PR #2057, opened 2025-02-28
fix(wallet): Export WalletModal to allow custom opening

RezaRahemtola:
### **What changed? Why?**
Added an export of the `WalletModal` component to allow opening it from custom connect buttons instead of the generic UI.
........
* [Aim of the exercise]
Without changing a single character, write out all of the entries.

* [Answer space]
PR #2057, opened 2025-02-28
fix(wallet): Export WalletModal to allow custom opening

RezaRahemtola:
### **What changed? Why?**
Added an export of the `WalletModal` component to allow opening it from custom connect buttons instead of the generic UI.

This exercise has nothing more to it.